**** LISTED ENTRIES ****

PR #7037, opened 2023-03-09
[API] Create counter for request source

banool:
### Description
We want some more insight into where requests to the API are coming from, this counter helps with that.

@0xmaayan this slices up the requests by source, method they're calling, and status they got. Does that sound good, or did you want the data sliced up differently?

### Test Plan
Run local testnet:
```
cargo run -p aptos -- node run-local-testnet --force-restart --assume-yes --with-faucet
```

Make a couple of requests with just curl:
```
curl http://127.0.0.1:8080/v1
curl http://127.0.0.1:8080/v1/accounts/0x1
```
Make a couple of requests with the CLI, to which we just added the User-Agent stuff.
```
aptos account list --url http://127.0.0.1:8080 --account 0x1
```

See the metrics pushed appropriately, with `request-source-client-unknown` for the former and `aptos-cli/1.8.0` for the latter:
```
curl -s http://127.0.0.1:9101/metrics | grep -i request_source
```
```
# HELP aptos_api_request_source_client API requests grouped by source (e.g. which SDK, unknown, etc), operation_id, and status
# TYPE aptos_api_request_source_client counter
aptos_api_request_source_client{operation_id="estimate_gas_price",request_source_client="request-source-client-unknown",status="200"} 1
aptos_api_request_source_client{operation_id="get_account",request_source_client="request-source-client-unknown",status="200"} 1
aptos_api_request_source_client{operation_id="get_account",request_source_client="request-source-client-unknown",status="404"} 1
aptos_api_request_source_client{operation_id="get_account_resources",request_source_client="aptos-cli/1.0.8",status="200"} 1
aptos_api_request_source_client{operation_id="get_ledger_info",request_source_client="request-source-client-unknown",status="200"} 2
aptos_api_request_source_client{operation_id="get_transaction_by_hash",request_source_client="request-source-client-unknown",status="200"} 13
aptos_api_request_source_client{operation_id="submit_transaction",request_source_client="request-source-client-unknown",status="202"} 1
```

PR #7797, opened 2023-04-16
[API] Log aptos client based on a custom header rather than user agent

banool:
### Description
Turns out some browsers don't let you modify the User-Agent string so we need to use our own header to identify the client.

See also the PR that originally added this using the User-Agent string: https://github.com/aptos-labs/aptos-core/pull/7037.

### Test Plan
Run local testnet:
```
cargo run -p aptos -- node run-local-testnet --force-restart --assume-yes --with-faucet
```

Make a couple of requests with just curl:
```
curl http://127.0.0.1:8080/v1
curl http://127.0.0.1:8080/v1/accounts/0x1
```
Make a couple of requests with the header set, to which we just added the User-Agent stuff.
```
curl -H 'X-Aptos-Client: aptos-cli/1.0.11' http://127.0.0.1:8080/v1/accounts/0x1
```

See the metrics pushed appropriately, with `request-source-client-unknown` for the former and `aptos-cli/1.8.0` for the latter:
```
curl -s http://127.0.0.1:9101/metrics | grep -i request_source
```
```
aptos_api_request_source_client{operation_id="estimate_gas_price",request_source_client="unknown",status="200"} 1
aptos_api_request_source_client{operation_id="get_account",request_source_client="aptos-cli/1.0.11",status="200"} 1
aptos_api_request_source_client{operation_id="get_account",request_source_client="unknown",status="200"} 2
aptos_api_request_source_client{operation_id="get_account",request_source_client="unknown",status="404"} 1
aptos_api_request_source_client{operation_id="get_account_resources",request_source_client="unknown",status="200"} 1
aptos_api_request_source_client{operation_id="get_ledger_info",request_source_client="unknown",status="200"} 2
aptos_api_request_source_client{operation_id="get_transaction_by_hash",request_source_client="unknown",status="200"} 37
aptos_api_request_source_client{operation_id="submit_transaction",request_source_client="unknown",status="202"} 3
```

### DIFF
--- a/api/src/log.rs
+++ b/api/src/log.rs
@@ -3,6 +3,7 @@
 // SPDX-License-Identifier: Apache-2.0
 
 use crate::metrics::{HISTOGRAM, REQUEST_SOURCE_CLIENT, RESPONSE_STATUS};
+use aptos_api_types::X_APTOS_CLIENT;
 use aptos_logger::{
     debug, info,
     prelude::{sample, SampleRate},
@@ -36,6 +37,10 @@ pub async fn middleware_log<E: Endpoint>(next: E, request: Request) -> Result<Re
         user_agent: request
             .headers()
             .get(header::USER_AGENT)
+            .and_then(|v| v.to_str().ok().map(|v| v.to_string())),
+        aptos_client: request
+            .headers()
+            .get(X_APTOS_CLIENT)
             .and_then(|v| v.to_str().ok().map(|v| v.to_string())),
         elapsed: Duration::from_secs(0),
         forwarded: request
@@ -79,7 +84,7 @@ pub async fn middleware_log<E: Endpoint>(next: E, request: Request) -> Result<Re
     // Push a counter based on the request source, sliced up by endpoint + method.
     REQUEST_SOURCE_CLIENT
         .with_label_values(&[
-            determine_request_source_client(&log.user_agent),
+            determine_request_source_client(&log.aptos_client),
             response
                 .data::<OperationId>()
                 .map(|operation_id| operation_id.0)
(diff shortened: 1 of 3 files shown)


api/src/log.rs
```diff
@@ -79,7 +84,7 @@ pub async fn middleware_log<E: Endpoint>(next: E, request: Request) -> Result<Re
     // Push a counter based on the request source, sliced up by endpoint + method.
     REQUEST_SOURCE_CLIENT
         .with_label_values(&[
-            determine_request_source_client(&log.user_agent),
+            determine_request_source_client(&log.aptos_client),
```
davidiw, line 87: are we already using the user agent in other cases? do we need to keep both online for some period of time during the transition?

0xmaayan (approved):

api/types/src/headers.rs
```diff
@@ -17,3 +17,5 @@ pub const X_APTOS_OLDEST_BLOCK_HEIGHT: &str = "X-Aptos-Oldest-Block-Height";
 pub const X_APTOS_LEDGER_TIMESTAMP: &str = "X-Aptos-Ledger-TimestampUsec";
 /// Cursor used for pagination.
 pub const X_APTOS_CURSOR: &str = "X-Aptos-Cursor";
+/// Provided by the client to identify what client it is.
+pub const X_APTOS_CLIENT: &str = "x-aptos-client";
```
banool, line 21: This is lowercase on purpose, using uppercase letters in a header name is actually not standard compliant. We should change the other ones too at some point.

api/src/log.rs
gregnazario: I think it could be useful in general for just viewing clients that aren't created by us.  So, we can revisit this later.

let's also add a way to set it in the CLI / Rust SDK / Python SDK

gregnazario (approved):

PR #7799, opened 2023-04-17
[Peer Monitor] Add build info to the node info requests.

JoshLind:
### Description
This PR updates the peer monitoring service to share the build information for all peers (instead of just the git_hash). This should help improve build visibility in the wild west 😄 

### Test Plan
New and existing tests.

### DIFF
--- a/network/peer-monitoring-service/client/src/peer_states/node_info.rs
+++ b/network/peer-monitoring-service/client/src/peer_states/node_info.rs
@@ -14,7 +14,11 @@ use aptos_peer_monitoring_service_types::{
     response::{NodeInformationResponse, PeerMonitoringServiceResponse},
 };
 use aptos_time_service::TimeService;
-use std::sync::Arc;
+use std::{collections::BTreeMap, sync::Arc};
+
+// The maximum number of entries and string lengths in the build info map
+const MAX_BUILD_INFORMATION_ENTRIES: usize = 100;
+const MAX_BUILD_INFORMATION_STRING_LENGTH: usize = 200;
 
 /// A simple container that holds a single peer's node info
 #[derive(Clone, Debug)]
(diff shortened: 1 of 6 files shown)


network/peer-monitoring-service/client/src/peer_states/node_info.rs
```diff
@@ -96,6 +99,20 @@ impl StateValueInterface for NodeInfoState {
             },
         };
 
+        // Verify the build information is not too large
+        let build_information_length = node_info_response.build_information.len();
```
ibalajiarun, line 103: What if the individual key lengths and values lengths are too large, for instance? that could be an attack vector too, because they are strings?

JoshLind: Yes! Thanks @ibalajiarun! Will fix when I'm back at my laptop!

brianolson: Agree, maybe set a total length for the string+string map? Maybe sum of length of keys and values at around 1 kB?

JoshLind: Cool, so I've made a simple fix for this, we limit both: (i) the number of entries in the map; and (ii) the size of each key and value. If a response violates (i), we reject it (because this must be misbehaviour). If a response violates (ii), we trim and store the strings (because this may actually be an unfortunate case, e.g., bad naming of a branch, etc.) If we don't think this is strong enough, we can always improve it in the future.

Note that even if we didn't patch this right now, we still have a number of layers protecting us:
- The client side of the monitoring service is still disabled, so this isn't a DOS vector today.
- We have hard limits on network messages, so even if someone wanted to try this, it would take a lot of work to DOS the node (and I'm still not 100% sure it'd be doable 😄).

My purpose in wanting to land this ASAP is to stabilize the server side. Client side fixes (such as validations) will come soon 😄 

Let me know what folks think.

JoshLind:
Marking this as draft -- may as well fix all the things while folks are looking at it 😄

JoshLind:
FYI: Closing this out and gonna follow-up with a better approach.

network/peer-monitoring-service/client/src/peer_states/node_info.rs
JoshLind: Makes sense! Will follow up 😄

PR #7806, opened 2023-04-17
[Python SDK] Fix code format and update poetry lock

sionescu:
### Description

The ecosystem-python-lint workflow is failing because the code formatting is incorrect: https://github.com/aptos-labs/aptos-core/actions/runs/4724604620/jobs/8382023711?pr=7746
Make target "fmt" runs isort and black in the wrong order: it should be first isort then black.

Poetry was issuing "Warning: poetry.lock is not consistent with pyproject.toml. You may be getting improper dependencies".

Add script that prints the modified files in case the formatter finds something, then fails the workflow.
Allow invoking lint-test.yaml manually.

Executed:

$ cd ecosystem/python/sdk
$ poetry install
$ poetry lock
$ make fmt


ecosystem/python/sdk/Makefile
```diff
@@ -6,8 +6,8 @@ test:
 
 fmt:
 	find ./examples ./aptos_sdk *.py -type f -name "*.py" | xargs poetry run autoflake -i -r --remove-all-unused-imports --remove-unused-variables --ignore-init-module-imports
-	poetry run black aptos_sdk examples setup.py
-	poetry run isort aptos_sdk examples setup.py
+	- poetry run isort aptos_sdk examples setup.py
+	- poetry run black aptos_sdk examples setup.py
```
davidiw, line 10: why? `-` means ignore failures
I don't care about the ordering.

davidiw (commented):
looks a bit nicer

ecosystem/python/sdk/Makefile
sionescu: Because isort and black enforce different coding styles and they will undo each other's changes. Isort returns 1 if any file was reformatted, indicating an error, but if black reformats the code back after it, it doesn't mean anything. It's a spurious error.
The real error checking is done in lint-test.yaml: if after running all the formatters, there are modified files locally, it's an error, otherwise pass.

davidiw: that's not accurate... if there are syntax issues, isort and black will fail to run and then the linter will pass becaues there are no changes.

sionescu: Right now isort and black are *always* giving false positives, so their use is kind of pointless.

sionescu: Ideally we should be able to ask both tools ignore reformatted files and only throw errors for more serious conditions.

davidiw (approved):

JoshLind (approved):
Unblocking 😄

sionescu:
@JoshLind thanks.

PR #7808, opened 2023-04-17
[Peer Monitor] Add build info to the node info requests and max message sizes.

JoshLind:
### Description
This PR makes several small improvements to the peer monitoring service (each in their own commit):
1. Update the peer monitoring service to share the build information for all peers (instead of just the git_hash). This should help improve build visibility in the wild west 😄 
2. Change the type of the connected peers map from HashMap to BTreeMap (not super necessary, but determinism makes life easier for debugging).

****

> _REQUIREMENT_
In your answer, include only the lines above starting at the line that holds "[Peer Monitor] Add build info to the node info requests." and ending at the line that holds "brianolson: Agree, maybe", copied exactly.

> _SOLUTION TO THIS EXERCISE_
[Peer Monitor] Add build info to the node info requests.

JoshLind:
### Description
This PR updates the peer monitoring service to share the build information for all peers (instead of just the git_hash). This should help improve build visibility in the wild west 😄 

### Test Plan
New and existing tests.

### DIFF
--- a/network/peer-monitoring-service/client/src/peer_states/node_info.rs
+++ b/network/peer-monitoring-service/client/src/peer_states/node_info.rs
@@ -14,7 +14,11 @@ use aptos_peer_monitoring_service_types::{
     response::{NodeInformationResponse, PeerMonitoringServiceResponse},
 };
 use aptos_time_service::TimeService;
-use std::sync::Arc;
+use std::{collections::BTreeMap, sync::Arc};
+
+// The maximum number of entries and string lengths in the build info map
+const MAX_BUILD_INFORMATION_ENTRIES: usize = 100;
+const MAX_BUILD_INFORMATION_STRING_LENGTH: usize = 200;
 
 /// A simple container that holds a single peer's node info
 #[derive(Clone, Debug)]
(diff shortened: 1 of 6 files shown)


network/peer-monitoring-service/client/src/peer_states/node_info.rs
```diff
@@ -96,6 +99,20 @@ impl StateValueInterface for NodeInfoState {
             },
         };
 
+        // Verify the build information is not too large
+        let build_information_length = node_info_response.build_information.len();
```
ibalajiarun, line 103: What if the individual key lengths and values lengths are too large, for instance? that could be an attack vector too, because they are strings?

JoshLind: Yes! Thanks @ibalajiarun! Will fix when I'm back at my laptop!

brianolson: Agree, maybe set a total length for the string+string map? Maybe sum of length of keys and values at around 1 kB?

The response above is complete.